BEGIN DATASET RECORDS
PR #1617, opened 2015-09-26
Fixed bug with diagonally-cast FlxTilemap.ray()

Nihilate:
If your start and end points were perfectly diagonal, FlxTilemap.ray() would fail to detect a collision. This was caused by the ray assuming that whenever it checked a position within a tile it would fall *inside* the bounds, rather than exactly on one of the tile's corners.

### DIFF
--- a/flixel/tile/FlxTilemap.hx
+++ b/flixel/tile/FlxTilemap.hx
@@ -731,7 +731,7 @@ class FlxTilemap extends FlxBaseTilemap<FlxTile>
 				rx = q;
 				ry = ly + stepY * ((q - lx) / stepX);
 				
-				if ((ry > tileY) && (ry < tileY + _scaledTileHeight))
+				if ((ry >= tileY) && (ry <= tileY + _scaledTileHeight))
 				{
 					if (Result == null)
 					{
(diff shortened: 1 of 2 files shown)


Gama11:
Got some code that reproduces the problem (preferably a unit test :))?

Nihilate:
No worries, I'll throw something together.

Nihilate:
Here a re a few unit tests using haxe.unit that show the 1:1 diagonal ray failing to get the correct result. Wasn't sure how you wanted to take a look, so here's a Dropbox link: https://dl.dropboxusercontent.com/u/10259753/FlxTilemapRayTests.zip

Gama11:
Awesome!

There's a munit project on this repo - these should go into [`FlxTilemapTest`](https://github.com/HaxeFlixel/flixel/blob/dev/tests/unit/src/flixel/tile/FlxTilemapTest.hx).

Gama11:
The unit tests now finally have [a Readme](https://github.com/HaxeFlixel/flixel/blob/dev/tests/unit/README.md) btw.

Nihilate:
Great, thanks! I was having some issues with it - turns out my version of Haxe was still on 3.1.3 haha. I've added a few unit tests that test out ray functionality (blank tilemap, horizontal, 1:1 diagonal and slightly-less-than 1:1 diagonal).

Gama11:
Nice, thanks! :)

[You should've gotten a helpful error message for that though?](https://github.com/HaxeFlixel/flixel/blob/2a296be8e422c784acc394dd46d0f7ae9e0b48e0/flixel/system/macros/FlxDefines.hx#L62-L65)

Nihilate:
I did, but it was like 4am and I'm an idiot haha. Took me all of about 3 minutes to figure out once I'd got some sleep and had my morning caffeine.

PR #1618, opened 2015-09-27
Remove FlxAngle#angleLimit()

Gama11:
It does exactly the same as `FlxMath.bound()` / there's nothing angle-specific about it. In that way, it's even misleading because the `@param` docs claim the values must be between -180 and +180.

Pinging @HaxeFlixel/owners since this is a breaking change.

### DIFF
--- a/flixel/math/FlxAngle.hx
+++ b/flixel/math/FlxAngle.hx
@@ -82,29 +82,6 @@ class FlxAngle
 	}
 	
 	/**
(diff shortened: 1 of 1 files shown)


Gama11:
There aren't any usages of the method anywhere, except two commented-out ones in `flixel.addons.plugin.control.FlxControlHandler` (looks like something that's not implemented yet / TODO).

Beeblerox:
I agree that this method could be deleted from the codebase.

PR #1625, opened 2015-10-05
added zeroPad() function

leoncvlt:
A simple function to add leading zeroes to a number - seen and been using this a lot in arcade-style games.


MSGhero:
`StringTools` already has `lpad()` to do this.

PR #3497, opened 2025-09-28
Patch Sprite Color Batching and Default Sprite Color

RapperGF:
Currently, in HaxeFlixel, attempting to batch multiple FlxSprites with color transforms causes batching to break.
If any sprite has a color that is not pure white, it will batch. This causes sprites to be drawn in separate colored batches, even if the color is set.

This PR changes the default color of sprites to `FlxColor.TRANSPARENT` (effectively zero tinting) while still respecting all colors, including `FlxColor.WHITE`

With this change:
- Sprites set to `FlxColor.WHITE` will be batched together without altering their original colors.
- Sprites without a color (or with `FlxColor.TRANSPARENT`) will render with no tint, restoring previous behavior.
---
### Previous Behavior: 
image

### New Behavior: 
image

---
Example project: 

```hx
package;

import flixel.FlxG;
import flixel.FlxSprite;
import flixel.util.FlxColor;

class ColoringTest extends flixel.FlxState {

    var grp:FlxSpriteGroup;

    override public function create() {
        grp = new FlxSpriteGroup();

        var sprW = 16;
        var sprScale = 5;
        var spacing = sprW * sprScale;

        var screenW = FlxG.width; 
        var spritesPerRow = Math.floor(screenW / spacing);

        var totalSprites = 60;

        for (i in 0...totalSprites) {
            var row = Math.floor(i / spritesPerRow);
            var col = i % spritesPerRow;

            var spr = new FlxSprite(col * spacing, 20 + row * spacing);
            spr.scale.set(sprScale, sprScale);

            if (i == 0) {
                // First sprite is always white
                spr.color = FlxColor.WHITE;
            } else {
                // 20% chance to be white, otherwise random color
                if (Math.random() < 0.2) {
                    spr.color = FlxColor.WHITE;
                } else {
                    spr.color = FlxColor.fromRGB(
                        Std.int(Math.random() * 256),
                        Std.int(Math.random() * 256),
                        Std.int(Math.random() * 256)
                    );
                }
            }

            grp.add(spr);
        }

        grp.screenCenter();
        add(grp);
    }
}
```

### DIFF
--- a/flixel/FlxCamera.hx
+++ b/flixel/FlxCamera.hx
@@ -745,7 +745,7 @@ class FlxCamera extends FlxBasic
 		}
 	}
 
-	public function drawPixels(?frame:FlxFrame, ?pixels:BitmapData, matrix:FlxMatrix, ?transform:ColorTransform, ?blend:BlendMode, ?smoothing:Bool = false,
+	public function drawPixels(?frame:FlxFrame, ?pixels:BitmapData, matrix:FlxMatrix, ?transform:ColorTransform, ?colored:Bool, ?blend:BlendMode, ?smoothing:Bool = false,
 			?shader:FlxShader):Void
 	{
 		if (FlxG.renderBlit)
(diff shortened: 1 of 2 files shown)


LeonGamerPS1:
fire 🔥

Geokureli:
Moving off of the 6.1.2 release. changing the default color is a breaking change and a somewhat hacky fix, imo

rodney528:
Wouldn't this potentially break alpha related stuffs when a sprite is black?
END DATASET RECORDS
BRIEF.
What's needed is every entry, returned word for word.

FINISHED EXERCISE.
PR #1617, opened 2015-09-26
Fixed bug with diagonally-cast FlxTilemap.ray()

Nihilate:
If your start and end points were perfectly diagonal, FlxTilemap.ray() would fail to detect a collision. This was caused by the ray assuming that whenever it checked a position within a tile it would fall *inside* the bounds, rather than exactly on one of the tile's corners.

### DIFF
--- a/flixel/tile/FlxTilemap.hx
+++ b/flixel/tile/FlxTilemap.hx
@@ -731,7 +731,7 @@ class FlxTilemap extends FlxBaseTilemap<FlxTile>
 				rx = q;
 				ry = ly + stepY * ((q - lx) / stepX);
 				
-				if ((ry > tileY) && (ry < tileY + _scaledTileHeight))
+				if ((ry >= tileY) && (ry <= tileY + _scaledTileHeight))
 				{
 					if (Result == null)
 					{
(diff shortened: 1 of 2 files shown)


Gama11:
Got some code that reproduces the problem (preferably a unit test :))?

Nihilate:
No worries, I'll throw something together.

Nihilate:
Here a re a few unit tests using haxe.unit that show the 1:1 diagonal ray failing to get the correct result. Wasn't sure how you wanted to take a look, so here's a Dropbox link: https://dl.dropboxusercontent.com/u/10259753/FlxTilemapRayTests.zip

Gama11:
Awesome!

There's a munit project on this repo - these should go into [`FlxTilemapTest`](https://github.com/HaxeFlixel/flixel/blob/dev/tests/unit/src/flixel/tile/FlxTilemapTest.hx).

Gama11:
The unit tests now finally have [a Readme](https://github.com/HaxeFlixel/flixel/blob/dev/tests/unit/README.md) btw.

Nihilate:
Great, thanks! I was having some issues with it - turns out my version of Haxe was still on 3.1.3 haha. I've added a few unit tests that test out ray functionality (blank tilemap, horizontal, 1:1 diagonal and slightly-less-than 1:1 diagonal).

Gama11:
Nice, thanks! :)

[You should've gotten a helpful error message for that though?](https://github.com/HaxeFlixel/flixel/blob/2a296be8e422c784acc394dd46d0f7ae9e0b48e0/flixel/system/macros/FlxDefines.hx#L62-L65)

Nihilate:
I did, but it was like 4am and I'm an idiot haha. Took me all of about 3 minutes to figure out once I'd got some sleep and had my morning caffeine.

PR #1618, opened 2015-09-27
Remove FlxAngle#angleLimit()

Gama11:
It does exactly the same as `FlxMath.bound()` / there's nothing angle-specific about it. In that way, it's even misleading because the `@param` docs claim the values must be between -180 and +180.

Pinging @HaxeFlixel/owners since this is a breaking change.

### DIFF
--- a/flixel/math/FlxAngle.hx
+++ b/flixel/math/FlxAngle.hx
@@ -82,29 +82,6 @@ class FlxAngle
 	}
 	
 	/**
(diff shortened: 1 of 1 files shown)


Gama11:
There aren't any usages of the method anywhere, except two commented-out ones in `flixel.addons.plugin.control.FlxControlHandler` (looks like something that's not implemented yet / TODO).

Beeblerox:
I agree that this method could be deleted from the codebase.

PR #1625, opened 2015-10-05
added zeroPad() function

leoncvlt:
A simple function to add leading zeroes to a number - seen and been using this a lot in arcade-style games.


MSGhero:
`StringTools` already has `lpad()` to do this.

PR #3497, opened 2025-09-28
Patch Sprite Color Batching and Default Sprite Color

RapperGF:
Currently, in HaxeFlixel, attempting to batch multiple FlxSprites with color transforms causes batching to break.
If any sprite has a color that is not pure white, it will batch. This causes sprites to be drawn in separate colored batches, even if the color is set.

This PR changes the default color of sprites to `FlxColor.TRANSPARENT` (effectively zero tinting) while still respecting all colors, including `FlxColor.WHITE`

With this change:
- Sprites set to `FlxColor.WHITE` will be batched together without altering their original colors.
- Sprites without a color (or with `FlxColor.TRANSPARENT`) will render with no tint, restoring previous behavior.
---
### Previous Behavior: 
image

### New Behavior: 
image

---
Example project: 

```hx
package;

import flixel.FlxG;
import flixel.FlxSprite;
import flixel.util.FlxColor;

class ColoringTest extends flixel.FlxState {

    var grp:FlxSpriteGroup;

    override public function create() {
        grp = new FlxSpriteGroup();

        var sprW = 16;
        var sprScale = 5;
        var spacing = sprW * sprScale;

        var screenW = FlxG.width; 
        var spritesPerRow = Math.floor(screenW / spacing);

        var totalSprites = 60;

        for (i in 0...totalSprites) {
            var row = Math.floor(i / spritesPerRow);
            var col = i % spritesPerRow;

            var spr = new FlxSprite(col * spacing, 20 + row * spacing);
            spr.scale.set(sprScale, sprScale);

            if (i == 0) {
                // First sprite is always white
                spr.color = FlxColor.WHITE;
            } else {
                // 20% chance to be white, otherwise random color
                if (Math.random() < 0.2) {
                    spr.color = FlxColor.WHITE;
                } else {
                    spr.color = FlxColor.fromRGB(
                        Std.int(Math.random() * 256),
                        Std.int(Math.random() * 256),
                        Std.int(Math.random() * 256)
                    );
                }
            }

            grp.add(spr);
        }

        grp.screenCenter();
        add(grp);
    }
}
```

### DIFF
--- a/flixel/FlxCamera.hx
+++ b/flixel/FlxCamera.hx
@@ -745,7 +745,7 @@ class FlxCamera extends FlxBasic
 		}
 	}
 
-	public function drawPixels(?frame:FlxFrame, ?pixels:BitmapData, matrix:FlxMatrix, ?transform:ColorTransform, ?blend:BlendMode, ?smoothing:Bool = false,
+	public function drawPixels(?frame:FlxFrame, ?pixels:BitmapData, matrix:FlxMatrix, ?transform:ColorTransform, ?colored:Bool, ?blend:BlendMode, ?smoothing:Bool = false,
 			?shader:FlxShader):Void
 	{
 		if (FlxG.renderBlit)
(diff shortened: 1 of 2 files shown)


LeonGamerPS1:
fire 🔥

Geokureli:
Moving off of the 6.1.2 release. changing the default color is a breaking change and a somewhat hacky fix, imo

rodney528:
Wouldn't this potentially break alpha related stuffs when a sprite is black?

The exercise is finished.